Tuesday, 14 August 2012

8 Investing Lessons That Investors Can Learn From History

Surprisingly, widespread financial panic has been quite common, throughout world history. Especially in instances where the hard-working population was "left holding the bag," when "the bottom fell out of the market," and banks called in their debts.

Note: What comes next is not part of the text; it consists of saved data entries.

PR #1446, opened 2016-06-10
Implement configuration logic

Mitko-Kerezov:
Includes changes for
* Prop set/print commands
* Build
* LiveSync (both regular and companion)

TP Reference: [Support environment configurations](http://teampulse.telerik.com/view#item/308175)
Ping @rosen-vladimirov @TsvetanMilanov for a **thorough** review

Tests are on the way!

### DIFF
--- a/lib/options.ts
+++ b/lib/options.ts
@@ -1,49 +1,56 @@
-import commonOptionsLibPath = require("./common/options");
+import {OptionType, OptionsBase} from "./common/options";
+import {Configurations} from "./common/constants";
 import * as osenv from "osenv";
 import * as path  from "path";
 
-let OptionType = commonOptionsLibPath.OptionType;
-
-export class Options extends commonOptionsLibPath.OptionsBase {
+export class Options extends OptionsBase {
 	constructor($errors: IErrors,
 		$staticConfig: IStaticConfig,
 		$hostInfo: IHostInfo) {
 		super({
-			all: { type: OptionType.Boolean},
-			answers: { type: OptionType.String },
-			available: { type: OptionType.Boolean },
-			certificate: { type: OptionType.String  },
-			companion: { type: OptionType.Boolean },
-			core: { type: OptionType.Boolean },
-			count: { type: OptionType.Number },
-			debug: { type: OptionType.Boolean, alias: "d" },
-			deploy: { type: OptionType.String },
-			download: { type: OptionType.Boolean },
-			force: { type: OptionType.Boolean, alias: "f" },
-			group: { type: OptionType.Array },
-			icon: { type: OptionType.String},
-			latest: { type: OptionType.Boolean },
-			mandatory: { type: OptionType.Boolean},
-			professional: { type: OptionType.Boolean },
-			provision: { type: OptionType.String  },
-			public: { type: OptionType.Boolean },
-			publish: { type: OptionType.Boolean },
-			saveTo: { type: OptionType.String},
-			screenBuilderCacheDir: { type: OptionType.String },
-			sendEmail: { type: OptionType.Boolean },
-			sendPush: { type: OptionType.Boolean },
-			simulator: { type: OptionType.Boolean, default: true},
-			skipUi: { type: OptionType.Boolean },
-			splash: { type: OptionType.String},
-			template: { type: OptionType.String, alias: "t" },
-			validValue: { type: OptionType.Boolean },
-			verified: { type: OptionType.Boolean }
-		},
-		path.join($hostInfo.isWindows ? process.env.LocalAppData : path.join(osenv.home(), ".local/share"), "Telerik", "BlackDragon", ".appbuilder-cli"),
+				all: { type: OptionType.Boolean},
+				answers: { type: OptionType.String },
+				available: { type: OptionType.Boolean },
+				certificate: { type: OptionType.String  },
+				companion: { type: OptionType.Boolean },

With so many financial and economic changes occurring over the last 100 years, here are 8 investing lessons learned from history, that will help investors keep matters in perspective; and learn from noteworthy past events:

  1. We have been here so many times before. Speculation…deregulation…crash…bailout. Sound familiar? Probably. Sound modern? It should not. Of course you know about the famous crashes of 1929 and 1987. But, what about the panics, crashes and slumps of 1812, 1837, 1857, 1873, 1903, 1907, 1914, 1917, 1930-2, 1937, 1946, 1962, 1966, 1973-4, 1976-8 and 1998? Not to mention, of course, the dot-com bust and market slump of 2000 to 2003 and 2008. These events happen quite often. Some are worse than others. But the market has always, eventually, recovers.
  2. Anyone who bought after the crash of 1873 and held on for 20 years, simply reinvesting dividends, tripled his money. Anyone who did the same following the gigantic crash of 2008, when J.P. Morgan Sr. stepped in to rescue the financial system, made a 700% return.
  3. During the Great Depression, share prices fell about 90%. At the lows, recounts historian Ron Chernow in "The House of Morgan," members of the Union League Club in New York wallpapered a room with stock certificates rendered almost worthless. A few years later, the market had recovered sufficiently, that some members asked for their certificates back. Believe it or not, it wasn't the crash of 1929 that caused the Great Depression. Wall Street actually rallied sharply in the six months that followed. In fact, it was a string of subsequent policy blunders that caused most of the misery. Economic knowledge in the 1930s, like medical knowledge in the Victorian Age, was rudimentary, and often did more harm than good.
  4. Back in the early 1970s, the London stock market collapsed by about three quarters. A string of banks failed and the financial crisis threatened the economy and political stability. At the lows, a leading financier told a London audience that their best investments, would be cans of food, gold coins and a gun. A few months later, the stock market began booming again and prosperity returned. 
  5. In August 1998, the Dow Jones Industrial Average fell 1,000 points (about one fifth) in a few days, following the financial crisis in Asia and Russia. Despite the dire warnings, the U.S. didn't enter a severe recession. Most people have even forgotten, there was a panic in 1998.
  6. Currency market panics were once so common that, some investors grew very rich simply by waiting for the crashes and then scooping up cheap money. They sold their currency holdings again at huge profits when the market had recovered, and then returned to their luxury estates to await the next crash. The nation prospered nevertheless.
  7. Certainly it was a surprise to lose Bear Stearns, Lehman Brothers, Washington Mutual and Merrill Lynch (sort of) in 2008. Back in 1873, many banks and brokerage houses failed, that the stock exchange itself had to close for about 10 days; to stem the spread of panic.
  8. After the 2008 crash, the figure was 900%. Even someone who invested after the crash of 1929 and held on for 20 years eventually doubled his money, despite the disasters of the Great Depression and World War II.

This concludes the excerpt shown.